Santé périnatale : une situation dégradée, surtout en outre-mer

La santé périnatale désigne l’état de santé de la femme enceinte, du fœtus et du nouveau-né au cours de la période qui va de la grossesse au post-partum (retour de couches). Selon un rapport de Santé publique France publié le 20 septembre 2022, la santé périnatale s’est globalement dégradée entre 2010 et 2019.

Jeunes mères prenant soin de leur bébé en service de néonatologie, hôpital de Lens.
Les indicateurs témoignent d’un haut niveau de prise en charge périnatale mais aussi de disparités sociales et territoriales. © Philippe Huguen / AFP

Ce rapport sur la santé périnatale en France analyse l’évolution des principaux indicateurs périnataux entre 2010 et 2019. Plusieurs d’entre eux, dont la mortalité néonatale, sont préoccupants, en particulier dans les départements et régions d’outre-mer (Drom).

Une mortalité périnatale plus élevée en outre-mer

Entre 2007-2009 et 2013-2015, le ratio de mortalité maternelle jusqu’à 42 jours après l’accouchement a varié de 9,5 à 8,1 pour 100 000 naissances vivantes. Dans les Drom, il est au moins trois fois supérieur à celui de la métropole.

La mortinatalité (naissance d’un fœtus mort après six mois de grossesse) est stable : près de 8,5 pour 1 000 naissances en métropole mais 13,5 pour 1 000 en outre-mer.

Le taux de mortalité néonatale (enfants nés vivants et décédés entre 0 et 27 jours) a varié de 1,6 pour 1 000 naissances vivantes en 2010 à 2 pour 1 000 en 2019. Dans les Drom, il est passé de 3,3 à 4,1 pour 1 000.

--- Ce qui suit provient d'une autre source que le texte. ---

PR #374, opened 2018-03-14
Refactors worker waiting function

### LINKED ISSUE #372: Refactor worker signal handling to be testable
Feature request.

**What happened**:
Testing signal handling is clumsy and awkward for the worker, but it really needs to be tested.

I didn't expect testing to be so clumsy for this part of the code

**Environment**:
- Kernel (e.g. `uname -a`):

chuckha:
* Adds a test to the cleanup case.

Closes #372

I think this simplifies the logic for the worker.

- Fixes #372

It's ok if you don't think this actually makes the code easier to read/follow. I'm happy to close it without merging.

**Release note**:
```
release-note
```

### DIFF
--- a/cmd/sonobuoy/app/worker.go
+++ b/cmd/sonobuoy/app/worker.go
@@ -22,12 +22,16 @@ import (
 	"encoding/pem"
 	"net/http"
 	"os"
+	"os/signal"
 	"strings"
+	"syscall"
+	"time"
 
 	"github.com/heptio/sonobuoy/pkg/errlog"
 	"github.com/heptio/sonobuoy/pkg/plugin"
 	"github.com/heptio/sonobuoy/pkg/worker"
 	"github.com/pkg/errors"
+	"github.com/sirupsen/logrus"
 	"github.com/spf13/cobra"
 )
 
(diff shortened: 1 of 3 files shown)


cmd/sonobuoy/app/worker.go
```diff
@@ -64,6 +68,21 @@ func runGather(cmd *cobra.Command, args []string) {
...
+// elapses after a SIGTERM is received.
+func sigHandler(timeout time.Duration) <-chan struct{} {
+	stop := make(chan struct{})
+	go func() {
+		sigc := make(chan os.Signal, 1)
+		signal.Notify(sigc, syscall.SIGTERM)
+		sig := <-sigc
+		logrus.WithField("signal", sig).Info("received a signal. Waiting then sending the real shutdown signal.")
+		time.Sleep(timeout)
+		stop <- struct{}{}
```
timothysc: How do you notify to cleanup?  
It looks like it just hard-stops now.

chuckha: I should add cleanups to the stop case. I don't think they are super important here since that is the end of the program, but better to always cleanup rather than sometimes clean up.

timothysc:
need a re-base then feel free to self-merge.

La Guyane et Mayotte sont les départements où la santé périnatale est la plus mauvaise. Le rapport préconise de :

  • renforcer la prévention et la promotion de la santé périnatale pour accompagner les mères et les familles tout au long de la grossesse et en post-partum ;
  • favoriser l’accès aux droits et aux soins, notamment sur certains territoires.

Des indicateurs stables ou défavorables

Les indicateurs témoignent d’un haut niveau de prise en charge périnatale mais aussi de disparités sociales et territoriales.

La précarité des mères s’aggrave. La part des accouchements couverts par l’assurance maladie recule (de 96,8% en 2010 à 96% en 2019), contrairement à ceux pris en charge par l’aide médicale de l’État (AME). La proportion de sans-abris parmi les femmes qui accouchent s’accroît, particulièrement en Île-de-France (0,58% en 2015 et 2,28% en 2019).

L’état de santé des mères se détériore :

  • si les femmes enceintes fument de moins en moins depuis 1995, le tabagisme maternel reste très fréquent en France ;
  • en 2016, 2% des femmes présentaient une obésité sévère (contre 1,3% en 2006) et 60,8% des femmes ayant accouché avaient un indice de masse corporel normal en 2016 (68% en 2003) ;
  • les troubles liés à l’hypertension augmentent avec 5% des accouchements en 2019 (4,5% en 2010) ;
  • la fréquence du diabète gestationnel a doublé (de 6,7% en 2010 à 13,6% en 2019) du fait de changements dans les modalités de dépistage et de l’accroissement des facteurs de risque (obésité, âge maternel élevé…).

En revanche, le nombre d’épisiotomies sur les accouchements par voie basse a chuté et le taux de césarienne stagne (environ 20% des naissances).

 

Moins de naissances

Le nombre de naissances a baissé chaque année ; il s’élève à 733 000 en 2019 contre 810 000 entre 2010 et 2019. Le taux de natalité est passé de 135 pour 1 000 habitants en 2010 à 125 pour 1 000 en 2019. Ce recul, qui touche la France entière sauf la Guyane, s’explique par :

  • la hausse de l’âge maternel à l’accouchement, en moyenne de 30,2 ans en 2019, contre 29,4 ans en 2010 ;
  • la fécondité chez les femmes en âge de procréer de 24-35 ans, donc aux âges les plus féconds, diminue. Parallèlement, le pic des naissances se déplace vers des femmes plus âgées (35-44 ans) qui sont moins fécondes.